What is required >> In the listing below, find each line that holds "transformers" and list it.

Excerpted data >>

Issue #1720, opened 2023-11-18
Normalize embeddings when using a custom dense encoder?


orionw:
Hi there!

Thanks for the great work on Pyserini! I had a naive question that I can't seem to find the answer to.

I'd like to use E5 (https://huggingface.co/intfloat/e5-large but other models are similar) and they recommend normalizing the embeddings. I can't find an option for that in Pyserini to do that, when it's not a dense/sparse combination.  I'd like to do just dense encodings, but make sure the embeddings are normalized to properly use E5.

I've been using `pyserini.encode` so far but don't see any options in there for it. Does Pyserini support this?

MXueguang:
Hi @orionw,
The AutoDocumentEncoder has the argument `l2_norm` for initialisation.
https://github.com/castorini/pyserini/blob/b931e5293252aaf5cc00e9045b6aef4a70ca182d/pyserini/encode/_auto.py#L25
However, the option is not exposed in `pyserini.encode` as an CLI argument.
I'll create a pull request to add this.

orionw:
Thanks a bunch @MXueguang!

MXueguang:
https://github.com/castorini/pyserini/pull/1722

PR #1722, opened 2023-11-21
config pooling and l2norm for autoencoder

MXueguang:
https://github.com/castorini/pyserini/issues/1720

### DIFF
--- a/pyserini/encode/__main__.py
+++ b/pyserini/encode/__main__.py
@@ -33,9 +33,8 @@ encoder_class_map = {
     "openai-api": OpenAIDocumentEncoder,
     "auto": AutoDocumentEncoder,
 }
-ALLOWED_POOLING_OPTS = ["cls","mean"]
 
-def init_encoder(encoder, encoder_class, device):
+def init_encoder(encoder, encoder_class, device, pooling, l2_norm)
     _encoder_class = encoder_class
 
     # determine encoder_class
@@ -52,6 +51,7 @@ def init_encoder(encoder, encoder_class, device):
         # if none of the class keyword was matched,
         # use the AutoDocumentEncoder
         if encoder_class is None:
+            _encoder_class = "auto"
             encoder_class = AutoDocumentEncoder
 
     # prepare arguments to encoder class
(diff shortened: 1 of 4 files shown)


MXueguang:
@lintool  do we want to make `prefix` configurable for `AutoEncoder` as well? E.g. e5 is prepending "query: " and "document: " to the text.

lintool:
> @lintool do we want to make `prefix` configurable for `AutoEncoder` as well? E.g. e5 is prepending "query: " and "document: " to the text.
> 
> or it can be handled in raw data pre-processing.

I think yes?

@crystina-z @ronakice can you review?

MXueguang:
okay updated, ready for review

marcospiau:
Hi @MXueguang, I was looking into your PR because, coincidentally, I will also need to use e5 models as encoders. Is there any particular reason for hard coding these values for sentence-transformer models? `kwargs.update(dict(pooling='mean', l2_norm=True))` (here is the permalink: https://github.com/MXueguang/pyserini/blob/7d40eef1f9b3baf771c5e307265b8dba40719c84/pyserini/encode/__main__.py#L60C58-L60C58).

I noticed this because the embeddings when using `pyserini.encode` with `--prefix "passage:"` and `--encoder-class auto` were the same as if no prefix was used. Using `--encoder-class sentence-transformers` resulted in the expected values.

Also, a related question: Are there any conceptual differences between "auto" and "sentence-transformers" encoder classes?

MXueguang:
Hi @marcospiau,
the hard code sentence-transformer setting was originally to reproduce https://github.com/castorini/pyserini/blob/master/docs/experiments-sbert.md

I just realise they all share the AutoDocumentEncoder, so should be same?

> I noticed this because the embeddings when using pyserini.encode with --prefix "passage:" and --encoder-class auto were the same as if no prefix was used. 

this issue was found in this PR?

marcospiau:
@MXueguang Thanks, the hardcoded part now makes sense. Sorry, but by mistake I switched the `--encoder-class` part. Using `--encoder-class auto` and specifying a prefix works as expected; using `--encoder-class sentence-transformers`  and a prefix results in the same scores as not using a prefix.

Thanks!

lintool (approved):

==

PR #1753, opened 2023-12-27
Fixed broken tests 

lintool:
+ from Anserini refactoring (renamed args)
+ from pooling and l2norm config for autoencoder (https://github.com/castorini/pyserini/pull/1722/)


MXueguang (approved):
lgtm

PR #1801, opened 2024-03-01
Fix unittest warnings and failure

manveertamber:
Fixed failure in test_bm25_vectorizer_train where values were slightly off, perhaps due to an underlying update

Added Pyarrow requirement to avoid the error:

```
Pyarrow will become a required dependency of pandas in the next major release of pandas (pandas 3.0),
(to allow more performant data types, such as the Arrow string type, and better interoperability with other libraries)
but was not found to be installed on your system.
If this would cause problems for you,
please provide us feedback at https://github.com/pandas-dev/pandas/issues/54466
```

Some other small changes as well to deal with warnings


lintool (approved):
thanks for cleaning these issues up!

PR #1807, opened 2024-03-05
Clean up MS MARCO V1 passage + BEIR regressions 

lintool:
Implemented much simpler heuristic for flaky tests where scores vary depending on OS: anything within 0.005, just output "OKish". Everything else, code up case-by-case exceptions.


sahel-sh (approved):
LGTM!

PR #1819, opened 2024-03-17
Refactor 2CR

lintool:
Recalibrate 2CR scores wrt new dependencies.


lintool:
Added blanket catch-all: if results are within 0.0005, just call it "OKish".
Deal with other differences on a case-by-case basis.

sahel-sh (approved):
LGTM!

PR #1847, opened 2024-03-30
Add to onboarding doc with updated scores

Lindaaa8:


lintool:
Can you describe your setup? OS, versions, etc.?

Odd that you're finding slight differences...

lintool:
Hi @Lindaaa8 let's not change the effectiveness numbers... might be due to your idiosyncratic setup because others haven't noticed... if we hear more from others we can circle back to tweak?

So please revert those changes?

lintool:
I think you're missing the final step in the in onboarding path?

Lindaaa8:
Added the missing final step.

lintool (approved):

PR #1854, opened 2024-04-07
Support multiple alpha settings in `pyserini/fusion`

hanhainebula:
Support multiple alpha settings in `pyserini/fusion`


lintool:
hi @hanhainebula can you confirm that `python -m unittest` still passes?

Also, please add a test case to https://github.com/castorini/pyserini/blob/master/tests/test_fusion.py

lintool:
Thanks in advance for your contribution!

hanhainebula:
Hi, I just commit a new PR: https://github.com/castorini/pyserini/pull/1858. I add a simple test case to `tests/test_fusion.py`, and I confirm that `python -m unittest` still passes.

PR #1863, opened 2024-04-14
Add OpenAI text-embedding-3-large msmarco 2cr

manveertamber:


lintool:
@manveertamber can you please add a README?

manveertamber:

Answer >>
I noticed this because the embeddings when using `pyserini.encode` with `--prefix "passage:"` and `--encoder-class auto` were the same as if no prefix was used. Using `--encoder-class sentence-transformers` resulted in the expected values.
Also, a related question: Are there any conceptual differences between "auto" and "sentence-transformers" encoder classes?
@MXueguang Thanks, the hardcoded part now makes sense. Sorry, but by mistake I switched the `--encoder-class` part. Using `--encoder-class auto` and specifying a prefix works as expected; using `--encoder-class sentence-transformers`  and a prefix results in the same scores as not using a prefix.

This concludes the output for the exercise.